Booth Id:
BCHM002
Category:
Biochemistry
Year:
2024
Finalist Names:
Sustrova, Tereza (School: Gymnazium Brno, Trida Kapitana Jarose, Prispevkova Organizace)
Abstract:
Bioluminescence, the process of production and emission of the visible light by living organisms has a great application potential in variety of fields, from basic research, bioimaging to construction of environmentally friendly light sources. Enzymes, generating light by chemical transformation of small organic molecules, so called luciferins, are named luciferases. NanoLuc occupies a sovereign place among luciferases. It is a small but high-performance luciferase with undisclosed blue-light production. Its synthetic luciferin called furimazine has shown cytotoxic effects, poor solubility and expensive preparation that represent significant limitation.

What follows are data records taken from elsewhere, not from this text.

PR #2576, opened 2023-07-18
[RHINENG-663] - Add subtitle property in AllServices

AsToNlele:
[RHINENG-663](https://issues.redhat.com/browse/RHINENG-663)

Is it possible to use the `product` field for the subtitle here?
image
At first I tried changing the bundle names, but that would not work for some ansible items

https://github.com/RedHatInsights/chrome-service-backend/pull/228 depends on this PR

### DIFF
--- a/src/components/AllServicesDropdown/AllServicesGalleryLink.tsx
+++ b/src/components/AllServicesDropdown/AllServicesGalleryLink.tsx
@@ -12,7 +12,7 @@ import { AllServicesDropdownContext } from './common';
 
 export type AllServicesGalleryLinkProps = AllServicesLinkProps;
 
-const AllServicesGalleryLink = ({ href, title, description, isExternal }: AllServicesGalleryLinkProps) => {
+const AllServicesGalleryLink = ({ href, title, description, isExternal, subtitle }: AllServicesGalleryLinkProps) => {
   const bundle = bundleMapping[href.split('/')[1]];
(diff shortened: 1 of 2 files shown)


Hyperkid123 (changes requested):
> Is it possible to use the product field for the subtitle here?

@AsToNlele unfortunately we can't as it would impact other tiles that do want to use the product as a subtitle and have the product defined in their links. I would suggest creating a new attribute inside the Chrome service as that instead.

AsToNlele:
I've added `subtitle` property

src/components/AllServicesDropdown/AllServicesGalleryLink.tsx
```diff
@@ -68,8 +68,12 @@ const AllServicesGalleryLink = ({ href, title, description, isExternal }: AllSer
...
           </Split>
           <TextContent>
-            {/* do not show bundle if the card title matches bundle title */}
-            <Text component="small">{bundle !== title ? bundle : null}</Text>
+            {/* 
+              if subtitle is not set use bundle
+
+              do not show bundle if the card title matches bundle title
+            */}
+            <Text component="small">{subtitle ? subtitle : bundle !== title ? bundle : null}</Text>
```
Hyperkid123, line 76: Can you change this to not use multiple ternary statements? To something like
```JS
subtitle || (bundle !== title ? bundle : null)
```

Hyperkid123 (approved):

PR #2588, opened 2023-07-21
jenkinsfile frontend pipeline poc

maknop:


Hyperkid123:
@maknop I Need to double-check. Is this going to replace the current Jenkins jobs?

maknop:
@Hyperkid123 At the moment this will just add a second one that will run. The goal here is not to have it actually deploy anything yet but simply get all the other stages in place.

Hence, the present research focuses on a structural analysis of NanoLuc complexes with oxidized forms of furimazine and native coelenterazine bonded in the surface allosteric capsule. However, the suppositional active site is located inside the molecule, and, therefore, I made luciferase variants with substituted allosteric site to assess its functionality. Whereas their activities substantially increased in the reaction with coelenterazine, the reaction with furimazine was not significantly affected. The crystallographic analysis of a complex of non-oxidizable luciferin analogue, azacoelenterazine, with the brightest luciferase variant called NanoLuc CTZ has been carried out. The molecular structure confirmed that the catalytic site of this luciferase is located in the centre of β-barrel. In general, the revealed atomic structures enabled to propose the catalytic mechanism of bioluminescent reaction and subsequent mechanism of homotropic negative allostery of NanoLuc luciferase.